◆ What is being asked ◆
The full set of records must be printed exactly as given.

◇ ◇ ◇ ◇ ◇

PR #7936, opened 2023-03-16
Desktop: Fixes #4801: Do not allow update for plugins incompatible with current version

### LINKED ISSUE #4801: Plugins - Not allow updating to a non-compliant version

julien-me:
Fixes https://github.com/laurent22/joplin/issues/4801

Previously updates were suggested even for plugins that were not compatible with the current version of the application.
This PR fixes this issue by checking the `app_min_version` of a plugin's manifest against the current version of the application.

### DIFF
--- a/packages/app-cli/tests/services/plugins/RepositoryApi.ts
+++ b/packages/app-cli/tests/services/plugins/RepositoryApi.ts
@@ -47,9 +47,11 @@ describe('services_plugins_RepositoryApi', () => {
 
 	it('should tell if a plugin can be updated', (async () => {
 		const api = await newRepoApi();
-		expect(await api.pluginCanBeUpdated('org.joplinapp.plugins.ToggleSidebars', '1.0.0')).toBe(true);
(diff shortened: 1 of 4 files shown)


laurent22:
That looks good, thanks!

◇ ◇ ◇ ◇ ◇

◆ Solution to this exercise ◆
PR #7936, opened 2023-03-16
Desktop: Fixes #4801: Do not allow update for plugins incompatible with current version

### LINKED ISSUE #4801: Plugins - Not allow updating to a non-compliant version

julien-me:
Fixes https://github.com/laurent22/joplin/issues/4801

Previously updates were suggested even for plugins that were not compatible with the current version of the application.
This PR fixes this issue by checking the `app_min_version` of a plugin's manifest against the current version of the application.

### DIFF
--- a/packages/app-cli/tests/services/plugins/RepositoryApi.ts
+++ b/packages/app-cli/tests/services/plugins/RepositoryApi.ts
@@ -47,9 +47,11 @@ describe('services_plugins_RepositoryApi', () => {
 
 	it('should tell if a plugin can be updated', (async () => {
 		const api = await newRepoApi();
-		expect(await api.pluginCanBeUpdated('org.joplinapp.plugins.ToggleSidebars', '1.0.0')).toBe(true);
(diff shortened: 1 of 4 files shown)


laurent22:
That looks good, thanks!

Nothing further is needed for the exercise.